| What is being asked |
Give all the records again, with no alterations.

| Task input |
PR #2554, opened 2024-05-14
foomatic : Replace source with git for reproducibility

malfisya:
**Summary**

- foomatic-db: Replace source with git for reproducibility
- foomatic-db-nonfree: Replace source with git for reproducibility
- foomatic-db-nonfree: Replace source with git for reproducibility


davidjharder (approved):
Let's try this again

PR #2556, opened 2024-05-14
metis: include homepage

androidnisse:
**Summary**
- Add homepage to package.yml

**Test Plan**
- Checked homepage was added.

**Checklist**


packages/m/metis/package.yml
```diff
@@ -1,10 +1,10 @@
 name       : metis
 version    : 5.1.0
-release    : 4
+release    : 5
 source     :
     - http://glaros.dtc.umn.edu/gkhome/fetch/sw/metis/metis-5.1.0.tar.gz : 76faebe03f6c963127dbb73c13eab58c9a3faeae48779f049066a21c087c5db2
+homepage   : http://glaros.dtc.umn.edu/gkhome/views/metis
 license    : Apache-2.0
-libsplit   : no
```
davidjharder, line 7: Why did you remove this?

androidnisse: To be honest, I cant remember, do you want me to put it back?

davidjharder: Yes please. If you look at the pspec you can see /usr/lib/libmetis.so has moved to the devel package. Better to not make this change when trying to add a homepage

This package could use a little love, though. There's no reason to have a devel package that contains a single package. But to make that change you would also have to fix up a few of the reverse dependencies.

Make sense?

androidnisse: I have added back that so this will be just a homepage fix.

davidjharder (approved):
Thanks!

| Final answer |
PR #2554, opened 2024-05-14
foomatic : Replace source with git for reproducibility

malfisya:
**Summary**

- foomatic-db: Replace source with git for reproducibility
- foomatic-db-nonfree: Replace source with git for reproducibility
- foomatic-db-nonfree: Replace source with git for reproducibility


davidjharder (approved):
Let's try this again

PR #2556, opened 2024-05-14
metis: include homepage

androidnisse:
**Summary**
- Add homepage to package.yml

**Test Plan**
- Checked homepage was added.

**Checklist**


packages/m/metis/package.yml
```diff
@@ -1,10 +1,10 @@
 name       : metis
 version    : 5.1.0
-release    : 4
+release    : 5
 source     :
     - http://glaros.dtc.umn.edu/gkhome/fetch/sw/metis/metis-5.1.0.tar.gz : 76faebe03f6c963127dbb73c13eab58c9a3faeae48779f049066a21c087c5db2
+homepage   : http://glaros.dtc.umn.edu/gkhome/views/metis
 license    : Apache-2.0
-libsplit   : no
```
davidjharder, line 7: Why did you remove this?

androidnisse: To be honest, I cant remember, do you want me to put it back?

davidjharder: Yes please. If you look at the pspec you can see /usr/lib/libmetis.so has moved to the devel package. Better to not make this change when trying to add a homepage

This package could use a little love, though. There's no reason to have a devel package that contains a single package. But to make that change you would also have to fix up a few of the reverse dependencies.

Make sense?

androidnisse: I have added back that so this will be just a homepage fix.

davidjharder (approved):
Thanks!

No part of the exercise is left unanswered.